Par Eric Essono Tsimi

En l'absence de toute évocation critique dans la presse internationale ou la presse nationale indépendante, je vais me limiter à une critique destructrice, réservant pour une sortie ultérieure des impressions plus détaillées, que je peux aussi fournir sur demande. Jacques Fame Ndongo, Nguélé Abada et toutes les éminences grises qui s'extasient en lisant leur confrère, ont dit tout le bien qu'ils pouvaient et se sont opportunément retrouvés à l'Hôtel Hilton pour des critiques constructives. Au menu: célébrations, concélébrations et éloge de la médiocrité.

D'entrée de jeu, le titre vous dit qu'il est urgent de ne pas ouvrir cet ouvrage. Et si vous voulez vous rendre plus loin que l'intitulé kilométrique. Si, par obstination, vous allez à la quatrième de couverture, vous vous heurterez à un condensé des insuffisances de ce pavé parfois mal écrit de 371 pages. En deux paragraphes, on a fait le tour, les incorrections ortho-typographiques (comparez l'alignement du premier paragraphe par rapport au second qui réussit, lui, l'exploit de ne tenir qu'en une phrase alambiquée) sont consternantes.


L'obsolescence des "connaissants"

L'incontestable savant campe dans cet ouvrage le rôle d'un chasseur de lieux communs, qui se fait de sa science un prétexte et un artifice d'égale valeur que des plumes de paon. Il nous rappelle tous ces courtisans qui prennent une durée géologique pour produire une œuvre mais nous fournissent à la fin un résultat indigne à jamais de figurer dans google scholar.

Écrire sur le président Biya, en des termes aussi déconnectés de la réalité palpable, c'est se moquer de sa propre réputation posthume, c'est comme vivre dans une cage de Faraday ou au fond d'un tonneau d'où on est protégé de tout.

Le professeur Kombine ne s'est pas intéressé à réécrire son propre mythe, celui de Narcisse, il essaie juste d'entrer dans la joie de son maître, d'assurer avec assiduité ses fonctions d'ouvrier des dernières heures du biyatisme. Ouvrier de la dernière heure, c'est-à-dire en des termes ni bibliques ni catholiques, croque-mort et fossoyeur.

La courtisanerie constatée, dénoncée et raillée in limine litis, les autres faiblesses de cette publication semblent avoir été résumées dans le même élan. Il nous suffit donc d'énoncer une vérité générale qui la disqualifie. Ceux qui n'ont pas souffert le fer ou le feu, les privations, les frustrations, les abus ou la misère, ceux qui ne savent pas ce que c'est que de manquer du strict minimum ne peuvent rien écrire de grand sur notre cher Cameroun, Ppte et Pmsm: pays qui, dans mon lexique personnel, manque du strict minimum.

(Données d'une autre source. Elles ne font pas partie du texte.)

PR #160, opened 2018-12-06
Move compiler checks to separate module

### LINKED ISSUE #159: Forced include mechanism in FindComputeCpp.cmake does not work in Visual Studio 2015
Forced include method doesn't work properly under VS2015.
The line:
set(forceIncludeFlags "/FI ${includedFile} /TP")
Gets split by spaces and the "includedFile" becomes part of the "AdditionalOptions" and a blank "ForcedIncludeFiles" tag is created.

If the line is changed to:
set(forceIncludeFlags "/FI${includedFile} /TP")
The ForcedInclude tag is properly populated with "includedFile". Note that I haven't tested the solution for paths with spaces or multiple files.

DuncanMcBain:
Moving these compiler checks to a separate module keeps the main
FindComputeCpp.cmake clean and makes the checks "opt-in", if you
know that you won't need the check for your project.

@MathiasMagnus @ProGTX I'd appreciate if you could look at this!
Should fix #159

### DIFF
--- a/cmake/Modules/ComputeCppCompilerChecks.cmake
+++ b/cmake/Modules/ComputeCppCompilerChecks.cmake
@@ -1,0 +1,50 @@
+cmake_minimum_required(VERSION 3.4.3)
+
+if(CMAKE_COMPILER_IS_GNUCXX)
+  if (CMAKE_CXX_COMPILER_VERSION VERSION_LESS 4.8)
+    message(FATAL_ERROR "host compiler - gcc version must be > 4.8")
+  endif()
+elseif ("${CMAKE_CXX_COMPILER_ID}" STREQUAL "Clang")
+  if (${CMAKE_CXX_COMPILER_VERSION} VERSION_LESS 3.6)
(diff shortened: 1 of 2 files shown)


MathiasMagnus:
I'll take a look on monday. I've not checked the code out yet, but I generally agree with the comment.

ProGTX:
Looks good, seems to work.

DuncanMcBain:
I kind of want it to execute just on import, since that's kind of the point. If you want the compiler checks, boom, `import(ComputeCppCompilerChecks)`. If you don't want them... don't :stuck_out_tongue:

MathiasMagnus:
Fair enough… I mean it's just bikeshedding afterall. The functionality is there, if it really hurts anyone, we can reiterate. The checks have to be made anyhow, so this will be invoked inside FindComputeCpp.cmake anyway. Perhaps the nuance of a difference might be apparent when we go about guarding FindComputeCpp.cmake against multiple runs.

Issue #126, opened 2018-07-05
Return an error when ComputeCpp_INFO_EXECUTABLE cannot be found


alistairlow:
Running with ComputeCpp 0.9.0 on 32-bit ARM. If the computecpp_info binary cannot be found, the command silently succeeds, but ${ComputeCpp_INFO_EXECUTABLE} "--dump-version" fails. It would be easier to debug if the initial error was reported.

DuncanMcBain:
Fixed by #161

PR #161, opened 2018-12-07
Report an error when computecpp_info or compute++ can't be found (#126)

RossBrunton:
Added a thing to the makefile, let me know if there is a better way of doing this.

### DIFF
--- a/cmake/Modules/FindComputeCpp.cmake
+++ b/cmake/Modules/FindComputeCpp.cmake
@@ -106,34 +106,38 @@ get_filename_component(computecpp_canonical_root_dir "${ComputeCpp_INCLUDE_DIRS}
 set(ComputeCpp_ROOT_DIR "${computecpp_canonical_root_dir}" CACHE PATH
     "The root of the ComputeCpp install")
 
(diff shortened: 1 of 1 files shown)


Ruyk:
That looks good actually, thanks! I

DuncanMcBain:
I don't really want to add this, because it will break projects with optional ComputeCpp support (you shouldn't need ComputeCpp to be present if you aren't going to use that). This is handled via the `find_package_handle_standard_args`* call in the module - though I can see that if it can't find the executable, that is going to fail anyway. I will think about this.

*When you do `find_package`, if you say `REQUIRED`, then it will bail when it can't find it - otherwise it just moves on with its life, even when not found.

Ruyk:
@DuncanMcBain You are right that REQUIRED should handle that, but the error you get if computecpp_info (at least on my experience) is not great, and difficult to track. This would have a clearer error. Maybe there is a better way to get the clear error? I am not fixated on the solution.
Also, if you don't use ComputeCpp in your project, why would you have FindComputeCpp directly on the CMake? wouldn't you have some if /else around it anyway?

PR #163, opened 2018-12-10
Example of synchronous error handling

### LINKED ISSUE #105: Make sample that has both synchronous and asynchronous exceptions
SYCL code can have both synchronous and asynchronous exceptions. While our samples very well demonstrate async handlers, errors that happen synchronously are exhibited less, and are dealt with even more poorly. To that end we should add a sample that shows some of the ways that synchronous exceptions can be thrown (e.g. a device selector that returns a negative number for all devices, contexts constructed from invalid OpenCL contexts - there are lots of possibilities).

RossBrunton:
This example is specifically about a handler which fails to find a valid
device.

This should fix #105.

----

Once again, let me know if I'm not writing my code "sycl-y" enough, or you want another example with the CL context thing.

### DIFF
--- a/samples/sync-handler/sync-handler.cpp
+++ b/samples/sync-handler/sync-handler.cpp
@@ -1,0 +1,91 @@
+/***************************************************************************
+ *
+ *  Copyright (C) 2018 Codeplay Software Limited
+ *  Licensed under the Apache License, Version 2.0 (the "License");
+ *  you may not use this file except in compliance with the License.
+ *  You may obtain a copy of the License at
+ *
+ *      http://www.apache.org/licenses/LICENSE-2.0
+ *
+ *  For your convenience, a copy of the License has been included in this
+ *  repository.
+ *
+ *  Unless required by applicable law or agreed to in writing, software
+ *  distributed under the License is distributed on an "AS IS" BASIS,
+ *  WITHOUT WARRANTIES OR CONDITIONS OF ANY KIND, either express or implied.
+ *  See the License for the specific language governing permissions and
+ *  limitations under the License.
+ *
+ *  Codeplay's ComputeCpp SDK
+ *
+ *  sync-handler.cpp
+ *
+ *  Description:
+ *    Sample code that demonstrates the use of a synchronous error handler to
+ *    demonstrate error handling.
+ *
+ **************************************************************************/
+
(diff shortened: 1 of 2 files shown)


samples/sync-handler/sync-handler.cpp
```diff
@@ -0,0 +1,94 @@
...
+    buffer<size_t, 1> buf(sevens.data(), range<1>(number_of_sevens));
+    myQueue.submit([&](handler& cgh) {
+      auto ptr = buf.get_access<access::mode::discard_write>(cgh);
+      cgh.parallel_for<Worker>(range<1>(number_of_sevens),
+                               [=](item<1> item) { ptr[item] = 7; });
+    });
+  } catch (exception const& e) {
+    /* Report the exception to the user. */
+    std::cout << "SYCL exception caught: " << e.what() << "\n";
+    std::cout << "Running on host...\n";
```
cjdb: These ought to be writes to `cerr`, rather than `cout`.

samples/sync-handler/sync-handler.cpp
```diff
@@ -0,0 +1,94 @@
...
+
+    /* If the selector couldn't find a suitable device, the following code
+     * will not run. */
+    buffer<size_t, 1> buf(sevens.data(), range<1>(number_of_sevens));
+    myQueue.submit([&](handler& cgh) {
+      auto ptr = buf.get_access<access::mode::discard_write>(cgh);
+      cgh.parallel_for<Worker>(range<1>(number_of_sevens),
+                               [=](item<1> item) { ptr[item] = 7; });
+    });
+  } catch (exception const& e) {
```
cjdb: Please choose one of east-`const` or `const`-west per file. I recommend east-`const`, since that means that your `const` is always to the right of whatever you want to `const`-qualify.

samples/sync-handler/sync-handler.cpp
```diff
@@ -0,0 +1,91 @@
...
+ **************************************************************************/
+
+#include <CL/sycl.hpp>
+
+#include <iostream>
+
+using namespace cl::sycl;
+
+namespace {
+class Worker;
```
cjdb: This is a declaration. IIRC we need this to be a definition (cc @Ruyk).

Faut-il être un chroniqueur déprimé pour le lire? Ou bien un camarade complaisant? Le maigre peuple de ses lecteurs sait que l'ouvrage en question n'a aucune pertinence académique, aucune crédibilité scientifique malgré ses atours, aucun intérêt littéraire, c'est tout juste s'il pouvait en faire une pièce de théâtre.

Plus griot que poète, l'auteur est aussi plus dramaturge que scientifique. Il a le génie de la célébration du ridicule. À sa manière de machiner les petites réalisations Paul Biya, deus ex machina ad hoc, on se demande de quelles "unité nationale", "démocratie", "paix", "gouvernance" le ministrable en quête de ministère veut-il parler?

Son talent dans ce livre est essentiellement dramatique! Cette impression d'art inattendu est encore visible du fait de sa logique de cautionnement du burlesque reviré du pathétique (le Rdpc est présenté comme une formation démocratique, le Cameroun comme un État moderne, il n'y a pas de prisonnier politique au Cameroun, les femmes sont impliquées dans la gestion du pouvoir).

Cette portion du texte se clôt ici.